Introducing a new backend keyword argument to the SparseEncoder initialization, allowing values of "torch" (default), "onnx", and "openvino".
These require installing sentence-transformers with specific extras:

pip install sentence-transformers[onnx-gpu]
# or ONNX for CPU only:
pip install sentence-transformers[onnx]
# or
pip install sentence-transformers[openvino]

It's as simple as:

from sentence_transformers import SparseEncoder

# Load a SparseEncoder model with the ONNX backend
model = SparseEncoder("naver/splade-v3", backend="onnx")

query = "Which planet is known as the Red Planet?"
documents = [
   "Venus is often called Earth's twin because of its similar size and proximity.",
   "Mars, known for its reddish appearance, is often referred to as the Red Planet.",
   "Jupiter, the largest planet in our solar system, has a prominent red spot.",
   "Saturn, famous for its rings, is sometimes mistaken for the Red Planet."
]

query_embeddings = model.encode_query(query)
document_embeddings = model.encode_document(documents)
print(query_embeddings.shape, document_embeddings.shape)
# torch.Size([30522]) torch.Size([4, 30522])

similarities = model.similarity(query_embeddings, document_embeddings)
print(similarities)
# tensor([[12.1450, 26.1040, 22.0025, 23.3877]])

decoded_query = model.decode(query_embeddings, top_k=5)
decoded_documents = model.decode(document_embeddings, top_k=5)
print(decoded_query)
# [('red', 3.0222), ('planet', 2.5001), ('planets', 1.9412), ('known', 1.8126), ('nasa', 0.9347)]
print(decoded_documents)
# [
#     [('venus', 3.1980), ('twin', 2.7036), ('earth', 2.4310), ('twins', 2.0957), ('planet', 1.9462)],
#     [('mars', 3.1443), ('planet', 2.4924), ('red', 2.4514), ('reddish', 2.2234), ('planets', 2.1976)],
#     [('jupiter', 2.9604), ('red', 2.5507), ('planet', 2.3774), ('planets', 2.1641), ('spot', 2.1138)],
#     [('saturn', 2.9354), ('red', 2.4548), ('planet', 2.3962), ('mistaken', 2.3361), ('cass', 2.2100)]
# ]

If you specify a backend and your model repository or directory contains an ONNX/OpenVINO model file, it will automatically be used!

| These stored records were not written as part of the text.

PR #634, opened 2026-01-31
Temporary fix to docs rendering

DominicDirkx:
This PR will (with a terrible vibe-coded solution, don't judge me....) remove the horrible input types in the API docs that popped up recently (I think with a package version update).

For instance

reference_area: typing.SupportsFloat, constant_force_coefficient: typing.Annotated[numpy.typing.ArrayLike, numpy.float64, "[3, 1]"], force_coefficients_frame: tudatpy.kernel.dynamics.environment_setup.aerodynamic_coefficients.AerodynamicCoefficientFrames = <AerodynamicCoefficientFrames.negative_aerodynamic_frame_coefficients: 2>) → [tudatpy.kernel.dynamics.environment_setup.aerodynamic_coefficients.AerodynamicCoefficientSettings](https://py.api.tudat.space/en/latest/dynamics/environment_setup/aerodynamic_coefficients.html#tudatpy.dynamics.environment_setup.aerodynamic_coefficients.AerodynamicCoefficientSettings)

 typing.Annotated[numpy.typing.ArrayLike, numpy.float64, "[3, 1]"] instead of numpy.ndarray
 
  typing.SupportsFloat instead of float
  
  This layout makes things very confusing. With numerical astro starting, I wanted to resolve this, and the best I could do on short notice is to make a modification that removes the types from the list altogether. The types wills till be listed in the parameter input list (and the stubs are unaffected). 

This fix is temporary but important to have quickly due to courses starting


src/tudatpy/data/mpc/mpc.py
```diff
@@ -1003,6 +1003,7 @@ def get_observations(
             # Assign the identifier to the 'number' column for the entire DataFrame.
             obs.loc[:, "number"] = identifier
             self._table = pd.concat([self._table, obs])
+            self._table = pd.concat([self._table, obs])
```
larshinueber: Was this intentional? This duplicates the observations and changes the behavior of the method.

larshinueber:
@DominicDirkx I took the liberty to have a look at this :)

While going through the implementation, I had an idea of preserving the signature typehints and format them nicely. I'll open a PR against your branch in a minute!

Edit: open in #635

PR #635, opened 2026-02-01
Simplify signature types through (naive) find and replace

larshinueber:
This PR simplifies the function signature docstrings by replacing the complex type annotations with more intuitive annotations through a rather naive find and replace in the docstring. Due to the limited amount of complex annotations, they are hard-coded in https://github.com/larshinueber/tudatpy/blob/cba2e6fa8e86b0658ce024d8534ad470ea849f39/docs/tudatpy/source/conf.py#L173

As an example, this produces the following function signatures:
Numpy arrays and floats:
image
Lists:
image

### DIFF
--- a/docs/tudatpy/source/conf.py
+++ b/docs/tudatpy/source/conf.py
@@ -75,7 +75,6 @@ autosummary_generate = True  # Turn on sphinx.ext.autosummary
 add_module_names = False
 autodoc_member_order = "groupwise"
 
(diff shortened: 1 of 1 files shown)


DominicDirkx:
Awesome, this is so much better than my horrible fix :) The only ones that this PR does not address (that I can see) are in overloaded functions, but there are very few of those and there should be none, so that's fine. Thanks!!

PR #636, opened 2026-02-01
Refactor deprecation functionality, add stubgen compatibility

larshinueber:
This PR:
- refactors the functionality to deprecate functions/properties in a backwards compatible manner to a separate module (`tudatpy._deprecation`)
- uses decorators to print deprecation warnings on invocation of the function/property instead of on import from the module
- adds compatibility to the stub generator for deprecation declarations in the `__init__.py` files

If an expression or assignment is detected during the stub generation in an `__init__.py` file, it is checked if the expression/assignment contains any of the deprecation function signatures. If that's the case, the expression/assignment is ignored and stub generation continues, thereby ignoring the deprecated functionality.

### DIFF
--- a/build.py
+++ b/build.py
@@ -212,6 +212,10 @@ class StubGenerator:
         # Define the path to the stub directory
         self.stubs_dir = build_dir / "tudatpy-stubs"
 
+        # Function names used for deprecation assignments
+        self.deprecation_function_names = [stat.name for stat in self.__parse_script(self.python_source_dir / "_deprecation.py").body if isinstance(stat, ast.FunctionDef)]
+
+
         return None
 
     def __parse_script(self, stub_path: Path) -> ast.Module:
@@ -869,6 +873,10 @@ class StubGenerator:
                         stub_body.append(statement)
                     continue
 
+                # No type hints for deprecation module
+                if "tudatpy._deprecation" in statement.module:
+                    continue
+
                 # External import statement
                 stub_body.append(statement)
 
@@ -892,12 +900,22 @@ class StubGenerator:
                     stub_body.append(statement)
                     continue
 
+                # Deprecation function assignments
+                if any(func_name in ast.unparse(statement) for func_name in self.deprecation_function_names):
+                    continue
+
                 # Any other assign statement is unexpected
                 raise NotImplementedError(
                     f"Failed to generate {stub_path}: "
                     f"Unexpected assign statement: "
                     f"{ast.unparse(statement)}"
                 )
+
+            # Ignore expression statements, e.g. for deprecation warnings
+            if isinstance(statement, ast.Expr):
+                # Deprecation function expressions
+                if any(func_name in ast.unparse(statement) for func_name in self.deprecation_function_names):
+                    continue
 
             # Other statements (We add them without modification)
             stub_body.append(statement)
--- a/build.py
+++ b/build.py
@@ -177,7 +177,7 @@ class StubGenerator:
     indentation: str = " " * 4
 
     # Ignored modules and methods
-    ignored_modules: list[str] = ["temp", "io", "numerical_simulation"]
+    ignored_modules: list[str] = ["temp", "io", "numerical_simulation", "_deprecation.py"]
     ignored_methods: list[str] = ["_pybind11_conduit_v1_"]
 
     def __init__(self, build_dir: Path, mock_env: "Environment") -> None:
--- a/src/tudatpy/_deprecation.py
+++ b/src/tudatpy/_deprecation.py
@@ -1,77 +1,194 @@
 import functools
 import warnings
 from types import ModuleType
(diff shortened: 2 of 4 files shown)


build.py
```diff
@@ -869,6 +873,10 @@ def __generate_single_init_stub(self, module_path: Path) -> None:
                         stub_body.append(statement)
                     continue
 
+                # No type hints for deprecation module
+                if "tudatpy._deprecation" in statement.module:
```
alfonsoSR, line 877: Checking from the phone, but I understand that this is removing the lines of the init.py including imports from "tudapy._deprecation" from the associated stub. Is it right?

build.py
alfonsoSR, line 1: Did you not add the "_deprecation" module to the list of ignored submodules because it does not have its own directory? That would make sense, but just to make sure I understand :)

alfonsoSR (commented):
Wasn't asked, but it looks great to me. I checked the code from the phone, so I haven't run it, but it looks much cleaner and less patchy than what I had done :)

build.py
larshinueber: Exactly, that was the intention 👍

build.py
larshinueber: That was my thought, yes 😅 I didn't realize it would also create stubs for top-level files (it makes sense :) ), so I'll add it to the list of ignored modules 👍

larshinueber:
> Wasn't asked

I'll refer to Dominic's comment on Slack ;)

> I checked the code from the phone, so I haven't run it, but it looks much cleaner and less patchy than what I had done :)

Thanks for having a look regardless!

DominicDirkx:
Thanks for the better fix! When running one of the examples with this, I get:

/home/dominic/miniconda3/envs/tudatpy-dev/bin/python /home/dominic/Tudat/tudatpy-examples/propagation/keplerian_satellite_orbit.py 
Traceback (most recent call last):
  File "/home/dominic/miniconda3/envs/tudatpy-dev/lib/python3.11/site-packages/tudatpy/estimation/observations/__init__.py", line 1, in <module>
    from tudatpy._deprecation import property_deprecation
ModuleNotFoundError: No module named 'tudatpy._deprecation'

The above exception was the direct cause of the following exception:

Traceback (most recent call last):
  File "/home/dominic/Tudat/tudatpy-examples/propagation/keplerian_satellite_orbit.py", line 29, in <module>
    from tudatpy.interface import spice
  File "/home/dominic/miniconda3/envs/tudatpy-dev/lib/python3.11/site-packages/tudatpy/interface/__init__.py", line 1, in <module>
    from . import spice
  File "/home/dominic/miniconda3/envs/tudatpy-dev/lib/python3.11/site-packages/tudatpy/interface/spice/__init__.py", line 1, in <module>
    from tudatpy.kernel.interface.spice import *
ImportError: initialization failed

Any idea how to fix it?

larshinueber:
Ahh, I wanted to add this to the PR  comment but forgot 😅
Since this adds a new module, you will have to
```
python uninstall.py
```
with your tudatpy conda env activated and then
```
python install.py -e
```
to update the module list. This should (hopefully) do it :)

DominicDirkx:
magic-henning

DominicDirkx:
Works now :) Thanks!

jo11he:
I have encountered the same issue as Dominic, and the uninstall / install fix does not work for me.
I am building with build.py, but not installing my local tudatpy builds into an environment. I add the path to the build/src on top of my scripts.
It seems like the uninstall / install fix is not compatible with this way of working, since it assumes there is a manifest in the build directory (which is a consequence of using the install.py script, right?)? 

Is there a way to keep supporting the build through build.py without the use of the install.py step? Or will I have to change my way of working?

DominicDirkx:
There's probably an easier/faster way, but deleting the build folder and rebuilding should from scratch should do the trick

build.py
alfonsoSR: Oh, I am actually not sure if it does, could also be the case that I missed that option

alfonsoSR:
@jo11he sorry about not having answered yesterday. 

When you run `build.py`, the script makes a copy of all the python files in `src/tudatpy` in the `<build-dir>` you chose. It makes sense to me that if you pull updates including new directories or `.py` files you would have to re-run `build.py` to avoid getting those errors, even if you don't use the `uninstall/install.py` tools.

> There's probably an easier/faster way, but deleting the build folder and rebuilding should from scratch should do the trick

I think that re-running `build.py` without deleting the previous build should also work :)

jo11he:
Thanks @alfonsoSR. I was building from scratch. I think the real problem was that I was working with an outdated conda environment... 
I updated the environment, build, ran my script and am now running into a different problem during imports. I cannot tell if it is before of after the previous error, but I also do not need this new build right now. 
I will pick this up next week and if I cannot fix it by myself I will open an issue :)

And if your model repository or directory doesn't have one already, an ONNX/OpenVINO model will be automatically exported. Just remember to model.push_to_hub or model.save_pretrained into the same model repository or directory to avoid having to re-export the model every time.

All keyword arguments passed via model_kwargs will be passed on to ORTModelForMaskedLM.from_pretrained or ORTModelForMaskedLM.from_pretrained. The most useful arguments are:

provider: (Only if backend="onnx") ONNX Runtime provider to use for loading the model, e.g. "CPUExecutionProvider" . See https://onnxruntime.ai/docs/execution-providers/ for possible providers. If not specified, the strongest provider (E.g. "CUDAExecutionProvider") will be used.
file_name: The name of the ONNX file to load. If not specified, will default to "model.onnx" or otherwise "onnx/model.onnx" for ONNX, and "openvino_model.xml" and "openvino/openvino_model.xml" for OpenVINO. This argument is useful for specifying optimized or quantized models.
export: A boolean flag specifying whether the model will be exported. If not provided, export will be set to True if the model repository or directory does not already contain an ONNX or OpenVINO model.

Benchmarks

We ran benchmarks for CPU and GPU, averaging findings across 3 datasets, and numerous batch sizes. Here are the findings:

These findings resulted in these recommendations:

For GPU, you can expect 1.81x speedup with bf16 at no cost, and for CPU you can expect up to ~3x speedup at minimal cost of accuracy in our evaluation. Your mileage with the accuracy hit for quantization may vary, but it seems to remain very small.

Read the Speeding up Inference documentation for more details.

New `n-tuple-scores` output format from `mine_hard_negatives` (#3430, #3481)

The mine_hard_negatives utility function has been extended to support the n-tuple-scores output format, which outputs negatives into num_negatives + 3 columns:

'query', 'answer', 'negative_1', 'negative_2', ..., 'score'

where the 'score' is a list of scores for the query-answer plus each query-negative pair.

from sentence_transformers.util import mine_hard_negatives
from sentence_transformers import SentenceTransformer
from datasets import load_dataset

# Load a Sentence Transformer model
model = SentenceTransformer("all-MiniLM-L6-v2", device="cuda")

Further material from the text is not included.